Directions for this task
The answer is one number. Say how many lines in the entries below include the word "developers".

Available records
PR #780, opened 2021-11-15
[fix] modm::Saturated

TomSaw:
To PR the generic colors nextly from #665 , i would like to PR this fixed `modm::Saturated` first.

### TODO
- [x]  Add missing operator+= / -=
- [x] Extend tests to more types and more cases

PR #781, opened 2021-11-15
[color] Very generic colors: Rgb, Hsv and Gray

TomSaw:
These Colors may be used on their own. F.e. passed to a colored LED driver or being emitted by color-sensor drivers.

They also represent single pixels for `modm::graphic::Buffer` and `modm::graphic::Display` (Work in progress, see [feature/rewrite-graphic](https://github.com/TomSaw/modm/tree/feature/rewrite-graphic)

## Features
- **Bit granularity** for `color::Gray`. Same for `color::Rgb` and `color::Hsv` cause they're made from 3x `color::Gray`
  - Proportional conversion between grays with different digits. 2-bit Gray ---> 4-bit Gray f.e. converts as follows:
      - 0b00 --> 0b0000
      - 0b01 --> 0b0101 // No stupid lshift, the gap is filled up
      - 0b10 --> 0b1010
      - 0b11 --> 0b1111 // Saturated stays saturated, white stays white
- **C++20 concepts** for colortypes and colorgroups (currently _ColorPlane_ and _ColorPalletizing_). These concepts support overall readability and enabled very nice overload resolution modulation for `modm::graphic::Buffer` and `modm::graphic::Display` (Coming soon, see [feature/rewrite-graphic](https://github.com/TomSaw/modm/tree/feature/rewrite-graphic)
- Any imaginable **color conversion** works - type, granularity, palletized or planar... doesn't matter.
- Operators with **saturation arithmetics**

### TODO
- [x] Requires #780 being merged
- [x] Implement some missing operators
- [x] Optional range check for value in `ProportionalUnsigned::ProportionalUnsigned(T value)`
- [x] Update header Timestamps


TomSaw:
This is ready for a first review @salkinium
I also got my fingers on `modm::Saturated` again, improved the API and added another test `SaturationTest::test__uint8_t_ref`.

src/modm/math/proportional_unsigned.hpp
```diff
@@ -0,0 +1,114 @@
...
+
+	using T = uint_t<D>::least;
+	static constexpr T min = 0;
+	static constexpr T max = bitmask<D>();
+
+	constexpr ProportionalUnsigned() = default;
+
+	// FIXME want both:
+	// COMPTIME: static_assert(value <= max, "value out of range")
+	// RUNTIME: std::min(value, max) or modm_assert(value <= max, ...)
```
salkinium: Maybe something with `if (std::is_constant_evaluated()) { static_assert } else { modm_assert }`
https://en.cppreference.com/w/cpp/types/is_constant_evaluated

src/modm/math/proportional_unsigned.hpp
```diff
@@ -0,0 +1,114 @@
...
+	constexpr ProportionalUnsigned(T value)
+		: value(std::min(value, max)) {
+		// TODO disable via lbuild option
```
salkinium: Let's not overload lbuild options for something that is rare and can also solved via a defaulted CPP macro that can be overwritten with compile flags.

src/modm/math/saturation/saturated.hpp
```diff
@@ -55,36 +55,63 @@ class Saturated
...
+	template <typename U>
+	constexpr bool
+	operator>=(const U& other) const
+	{ return value >= other; }
+
+	template <typename U>
+	constexpr bool
+	operator<=(const U& other) const
+	{ return value <= other; }
+
```
salkinium: Isn't the spaceship operator supposed to implement these implicitly?

src/modm/math/utils/integer_traits.hpp
```diff
@@ -66,4 +66,19 @@ struct fits_any {
...
+ * @brief  		Generates a bitmask with N bits set
+ * 
+ * @tparam N 	Number of bits to set
+ */
+template<unsigned int N>
+struct bitmask {
+	using value_type = uint_t<N>::least;
+	static constexpr value_type value = std::pow(2, N) - 1;
+	constexpr operator value_type() const noexcept { return value; }
+};
```
salkinium: You could add a shift for stuff like 0b11111000?

src/modm/ui/color/concepts.hpp
```diff
@@ -0,0 +1,95 @@
...
+concept ColorRgbStacked = is_instance<C, RgbStackedD>::value;
+
+template<class C>
+concept ColorHsv = is_instance<C, HsvD>::value;
+
+/**
+ * @brief 	Concept to ident any colortype instance
+ */
+template<class C>
+concept Color = ColorGray<C> || ColorRgb<C> || ColorHsv<C> || ColorRgbStacked<C>; // conjunction
```
salkinium: Can you  still create `class Color` if `concept Color` exists? ie. are the names colliding, or are they implicitly namespaced?
I feel uncomfortable with not being able to distinguish Color concept from Color class just by the name.
On the other hand using `Color_c` to mark the concept (analog to `uint32_t` to mark a type) is ugly?
Perhaps namespace `modm::color::concept::Color` (also a little ugly)?

src/modm/ui/color/gray.hpp
```diff
@@ -0,0 +1,216 @@
...
+ * 				and saturating arithemtics.
+ *
+ * @tparam D 	Number of Digits
+ * @tparam P	When forming a Buffer with this color, this would be the internal storage.
+ * 				Should be MCUs fastest unsigned int -> just keep the default.
+ * 				Some Displays require a specific type therefore it's a template argument.
+ *
+ *
+ * @author		Thomas Sommer
+ * @ingroup		modm_color_gray
```
salkinium:
```suggestion
 * @ingroup		modm_ui_color
```
Unless I missed a `@defgroup modm_color_gray` somewhere (which is not recommended).

src/modm/ui/color/gray.hpp
```diff
@@ -0,0 +1,216 @@
...
+ */
+template <int D>
+class GrayD : public modm::ProportionalUnsigned<D>
+{
+	static_assert(D > 0, "Positive number of digits required for grayscale / colorchannel type.");
```
salkinium: Use unsigned int?

src/modm/ui/color/gray.hpp
```diff
@@ -0,0 +1,216 @@
...
+};
+
+template<typename E>
+using GrayT = GrayD<std::numeric_limits<E>::digits>;
+
+using Monochrome = GrayD<1>;
+using Gray2 = GrayD<2>;
+using Gray4 = GrayD<4>;
+using Gray8 = GrayT<uint8_t>;
+using Gray16 = GrayT<uint16_t>;
```
salkinium, line 318: Very nice!

src/modm/ui/color/hsv.hpp
```diff
@@ -13,115 +9,119 @@
...
+	void iostream_human_friendly(IOStream& io) {
+		using CalcTypeHue = modm::WideType<typename HueType::T>;
+		io << (CalcTypeHue(hue.getValue()) * 360 / hue.max) << "deg\t";
+
+		using CalcTypeSaturation = modm::WideType<typename SaturationType::T>;
+ 		io << (CalcTypeSaturation(saturation.getValue()) * 100 / saturation.max) << "%\t";
+
+		using CalcTypeValue = modm::WideType<typename T::T>;
+		io << (CalcTypeValue(value.getValue()) * 100 / value.max) << "%";
+	}
```
salkinium: Needs to be guarded by `#if __has_include(<modm/io/iostream.hpp>)` to prevent people being forced to include the expensive modm IOStream.

test/modm/math/saturation/saturation_test.hpp
```diff
@@ -19,14 +19,17 @@ class SaturationTest : public unittest::TestSuite
 {
 public:
 	void
-	testSigned8bit();
+	test__int8_t();
```
salkinium:
```suggestion
	test_int8_t();
```
Or is there a reason for the dual underscore?

salkinium (commented):
So far I like it a lot, very nice design with the generic bit width!

src/modm/ui/color/gray.hpp
TomSaw: This wasn't intended. thx

src/modm/ui/color/hsv.hpp
TomSaw: Nice. I've also friended `ostream_human_friendly()` and moved it out of the class, next to `operator<<()` to keep things assorted.

src/modm/ui/color/gray.hpp
TomSaw: Even better: `template <std::unsigned_integral D>`

src/modm/ui/color/concepts.hpp
TomSaw: having a concept "Color" corresponds to the very nature of [concepts intent](https://en.cppreference.com/w/cpp/language/constraints):
> The intent of concepts is to model semantic categories (Number, Range, RegularFunction) rather than syntactic restrictions (HasPlus, Array). According to ISO C++ core guideline T.20, "The ability to specify meaningful semantics is a defining characteristic of a true concept, as opposed to a syntactic constraint."

Concrete Color classes should be specific in how they are a color / how they implement the Color concept, hence will get a specific name like Rgb, Hsv a.s.o. 

**I even hope** that defining a class named abstractly "Color" is permitted ... aaaaaaand.... it is 😊:

> error: 'struct modm::color::Color' redeclared as different kind of entity

src/modm/math/saturation/saturated.hpp
TomSaw: The spaceship operator also rests above this block of handcrafted comparison operators. Unfortunately it only works with the exact same template class as argument:

> error: defaulted member 'constexpr auto modm::Saturated<T>::operator<=>(const T&) const' must have parameter type 'const modm::Saturated<T>&'

src/modm/math/proportional_unsigned.hpp
TomSaw: Ahh this looks good, thanks for the input!

src/modm/math/utils/integer_traits.hpp
TomSaw: You've added such a feature to [Register Configurations](https://modm.io/reference/module/modm-architecture-register/#register-configurations). Here's a clear benefit of encapsulated the shifting information cause it's widely reused.

The `bitmask<..>` instead will likely be always just used to define constants. It's not a class... just a helper and there's no advantage of `bitmask_t<5, 3>` over `bitmask_t<5> << 3` to get `0b11111000`. The later is more intuitive to read i think.

src/modm/ui/color/gray.hpp
TomSaw: Even better: Make use of concepts: I've added `requires (D > 0)` also to the template args of the color classes. Unfortunately [a concept for natural numbers as follows](https://stackoverflow.com/a/63952541) doesn't work:
```
// This is fine ...
template <int D>
concept natural_int = D > 0;

// ... but we can't use it like this
template <natural_int D>

// Instead this works
template <int D>
requires natural_int<D>

// So i've omitted the concept idea and have been repetive with plain requires
template <int D>
requires (D > 0)
```

src/modm/math/proportional_unsigned.hpp
```diff
@@ -0,0 +1,116 @@
...
+	constexpr ProportionalUnsigned() = default;
+
+	constexpr ProportionalUnsigned(T value) {
+		if(std::is_constant_evaluated())
+			this->value = std::min(value, max);
+		else {
+			modm_assert_continue_fail_debug(value <= max, "ProportionalUnsigned", "value out of range");
+			// Constructing runtime should a.f.a.p.
+			this->value = value;
+		}
```
salkinium: I think clamping by default without error is fine here. I'm uncomfortable with only sometimes getting a runtime error.

```cpp
constexpr ProportionalUnsigned(T value) value(std::min(value, max)) {}
```

src/modm/math/proportional_unsigned.hpp
```diff
@@ -0,0 +1,116 @@
...
+	}
+
+	constexpr void setValue(T value) {
+		if(std::is_constant_evaluated())
+			this->value = std::min(value, max);
+		else {
+			modm_assert_continue_fail_debug(value <= max, "ProportionalUnsigned", "value out of range");
+			// Calling setValue() runtime should a.f.a.p.
+			this->value = value;
+		}
```
salkinium: same here

src/modm/math/proportional_unsigned.hpp
TomSaw: In the meanwhile, I think std::clamp is bad and there really should be a switch to enable/disable the assert:

In normal program flow this assert should - by any means -  be omitted: Pixels aggregate 1 to 3 of these ProportionalUnsigned. There may be lot's of ProportionalUnsigned constructions **with well ranged values** inside the `graphic::Buffer` layer and you don't want the std::clamp overhead.

Exceeding the range of ProportionalUnsigned on construction is an issue, throwing "out of range" to the developer is much better than silently clamping bad values.

TomSaw:
Apologize my enduring "push --force" thunderstorm. I'm transitioning from **poke mode** to **test local, push after success mode** 😬

Tests passed @salkinium! What's left is a good solution for the `ProportionalUnsigned` constructor 🙄

TomSaw:
I've added another idea for more power @compile 😍 :

```
// Nothing new
const Rgb565 red = html::Red;
const Rgb565 blue = html::Blue;

// This works because of `modm/ui/color/constexpr_operators.hpp` and is very usefull for UI theming
const auto purple = red + blue;
const auto red_part = purple.getRed();

// You can't mix types with current quick implementation e.g. ColorRgbStacked + ColorRgb
const Rgb565 blub = red + html::Blue; // ERROR
```

src/modm/math/proportional_unsigned.hpp
```diff
@@ -0,0 +1,141 @@
...
+	}
+    return modm::Abandonment::DontCare;
+}
+
+// Register handler for all builds
+MODM_ASSERTION_HANDLER(bad_gray_value);
+// Or register only for debug builds
+// MODM_ASSERTION_HANDLER_DEBUG(log_assertion);
+#endif
+
```
TomSaw: Not my final intend, but does what is required: **assertion code should not go into the release** cause the constructor / assignment operator will be called very, very often in the coming soon `graphic::Buffer`.

I am not getting smarter from reading [modm assertion](https://modm.io/reference/module/modm-architecture-assert/) up and down. Adding a lbuild option? Is there some cool compiler-flag to control assertions?

Please give me some input @salkinium on how to do this right!

src/modm/math/proportional_unsigned.hpp
```diff
@@ -0,0 +1,141 @@
...
+	static constexpr T max = bitmask<D>();
+
+	constexpr ProportionalUnsigned() = default;
+
+	constexpr ProportionalUnsigned(T value) {
+		#ifdef PROPORTIONAL_UNSIGNED_DEBUG
+		if(not modm_assert_continue_ignore(value <= max, "propun.ctor", "value exceeded max", max)) {
+		 	value_ = std::min(max, value);
+			return;
+		}
```
TomSaw: Here's the optional value-assert for developers. #1

src/modm/math/proportional_unsigned.hpp
```diff
@@ -0,0 +1,141 @@
...
+	constexpr operator T() const
+	{ return value_; }
+
+	void operator=(T value) {
+		#ifdef PROPORTIONAL_UNSIGNED_DEBUG
+		if(not modm_assert_continue_ignore(value <= max, "propun.ctor", "value exceeded max", max)) {
+		 	value_ = std::min(max, value);
+			return;
+		}
+		#endif
```
TomSaw: Here's the optional value-assert for developers. #2

src/modm/math/proportional_unsigned.hpp
salkinium: I would use a `modm_assert_continue_ignore_debug` that only triggers an assertion in debug mode and otherwise continues.
I would provide this handler code with `MODM_ASSERTION_HANDLER_DEBUG()` in the documentation instead.
Otherwise if you provide the handler here by default, you cannot disable it.

```cpp
if(not modm_assert_continue_ignore_debug(value <= max, "propun.ctor", "Input value exceeded maximum, getting clamped.", max)) {
    value = max;
}
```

Your response
2